According to reports, a mixed military patrol was returning from the Matazem Checkpoint when they were reportedly shot dead during a gun exchange between them and the Separatist fighters. It is also reported that one civilian died from a stray bullet.

It was happening just a few hours after an event that led to the shooting and killing of a primary school pupil at the New Road, Mile Two, Nkwen, by a police constable at around 12.30 pm on Friday, November 12.

Death Of Brandy Tataw

On Friday, November 12, a police checkpoint established at New Road Junction at Mile Two, Nkwen, Bamenda, opposite a popular bar, Dreamland, stopped a pickup vehicle carrying benches and planks.

The driver, Godlove Ngum, who happened to be the Director-General of a Cooperative Credit Union in Bamenda did not know he had been called upon to stop and so, drove past the checkpoint.

One of the police constables from checkpoint, Alain Fahga, took a bike and chased the pickup to carry out his duty. On arriving at a junction, Saint Michael, the driver was called and notified of the police chasing him and he had to stop and even tried to turn his car around and go back.
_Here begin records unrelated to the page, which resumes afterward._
PR #1314, opened 2024-08-07
refactor: use watermill event bus

turip:
## Overview

This patch introduces watermill [event bus](https://github.com/ThreeDotsLabs/watermill/blob/master/components/cqrs/event_bus.go#L68) usage for internal event publishing. This allows us to have a cleaner way of publishing messages, by eliminating publishing boilerplate and by making the eventbus to handle topic <-> message assignments.


internal/entitlement/balanceworker/worker.go
```diff
@@ -169,78 +169,88 @@ func (w *Worker) Close() error {
...
 		w.opts.Logger.Warn("missing CloudEvents type, ignoring message")
 		return nil, nil
 	}
 
 	switch ceType {
 	// Entitlement events
-	case entitlement.EntitlementCreatedEvent{}.Spec().Type():
-		event, err := spec.ParseCloudEventFromBytes[entitlement.EntitlementCreatedEvent](msg.Payload)
-		if err != nil {
+	case entitlement.EntitlementCreatedEvent{}.EventName():
```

Unfortunately, the constable constable, after shooting in the air, levelled his AK47 at the car and, in trying to shoot at the car, the little pupil, Brandy Tataw, aged seven and a pupil of GS Bayelle, who was returning from school, received the bullet on the left-hand side of the chest and fell into a gutter.

She was immediately rushed to the nearby PMI Hospital, where she finally gave up the ghost. The Post was told at the hospital that the bullet took her on the chest and not the head as people believed.
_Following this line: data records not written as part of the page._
PR #1316, opened 2024-08-07
refactor: subscribers

turip:
## Overview

This patch adopts watermill fully for subscribers/consumers.

There are two design decisions that I had made:
- We are using the NoPublishing handlers
- We are not using the EventGroupProcessor

## NoPublishing handlers

The whole implementation was based on the idea to use the [EventGroupProcessor](https://github.com/ThreeDotsLabs/watermill/blob/c77ca102e5cdfbfc85bbef5aa073364d9cc1d656/components/cqrs/event_processor_group.go#L115) so that we can use handlers and generics to find the type of the message.

The NoPublishing handlers are used because:
- Most of our consumers will not publish messages using the [Router](https://watermill.io/docs/messages-router/) component. 
- The EventGroupProcessor assumes a NoPublishing handler due to the Command and Query Responsibility Segregation (CQRS) abstraction.

The only issue is when we want to use the Router as it was intended: to transform messages. But:
-  router doesn't support the EventBus (so we would need to use the lower level publishing interface)
- router can only publish to a specific topic, and even they [are recommending](https://github.com/ThreeDotsLabs/watermill/blob/master/message/router.go#L250-L251) to manually publish to support more topic

## Not using the EventGroupProcessor

One event group processor can consume from a single topic. In the case of balance worker we want to consume from the system events and the ingest events topic, which might match. For this we might or might not need to create two EventGroupProcessors.

For DLQ we would need to have a separate handler, as eventGroupProcessor uses a different abstraction.

Due to this, the implementation contains a minimalistic handler suite, that relies on the eventGroupProcessor's abstractions, but can work as a NonPublishingHandler, so that we can utilize the router object fully.

## Default consumer implementation

A default consumer setup is added to promote code reuse. If any consumer would require a more complex setup, we can always create specific consumer setups.


internal/watermill/router/router.go
```diff
@@ -0,0 +1,105 @@
...
+		if err != nil {
+			return nil, err
+		}
+
+		router.AddMiddleware(
+			poisionQueue,
+		)
+
+		poisionQueueProcessor := nopublisher.NoPublisherHandlerToHandlerFunc(dlqHandler)
+		if opts.DLQ.Throttle.Enabled {
```
turip, line 91: Let's add the following:
- DLQ permanent error after some time

sagikazarmark (approved):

Falling in the gutter, she hit her head which created a hole there making people think she was shot in the head.

The Post also learned that, when the policeman and his colleagues came to the hospital and discovered the little girl had passed away, he was immediately smuggled away in the police vehicle before the angry population came out.

The population took the corpse of Little Brandy and marched with it to the Governor’s Office Up Station. Governor Adolph Lele L’Afrique expressed his condolence to the family and apologised for the “sad act”, promising that an investigation will be opened to fish out the perpetrator.

He added that, “President Paul Biya has sent his condolences to the family and has asked me to make sure this little girl is given a befitting burial”.

The Regional Delegate for National Security in the Northwest pleaded with the population to calm down as he revealed that the police constable had been apprehended and was behind bars, while investigations had been opened.

“If it is found out that this police shot at this pupil, then, he will be punished accordingly,” he said.

The population, angry that the constable escaped “mob justice”, requested for him to be handed over to them, to no avail. Angrily, they took the corpse on bikes brandishing FCFA 500 in their hands and marched through the whole city, causing a commotion, burning tires and blocking roads.

Stores at the Nkwen Market closed down immediately; activities around stopped as the death of the little girl was condemned by all.

The mother of Brandy, after being informed, could not stop crying and “thanking” the Government for killing their own colleagues’ child. The woman happens to be the wife of a police commissioner that had been posted to Oku and was killed in the course of the crisis.

Living in Kom, her house and property was burnt down and she escaped to Mamfe, still not stable there, she decided to come to Bamenda and start her life in the way she could. She was selling fruits along the road do to earn a living; pay rent, feed and send her child to school.

Facing the situation, Muslim Scholar, Abdul Karim, condemned the act and called for a demonstration which he led,  singing: “When will the Government stop killing us all?” as they marched along Mile Two Street. 

“When two people are fighting and one of them starts killing children, he is a loser,” Karim said in a press interview. The incident happened just barely a month after a similar one in Buea in October, where a primary pupil was shot and killed by a gendarme officer.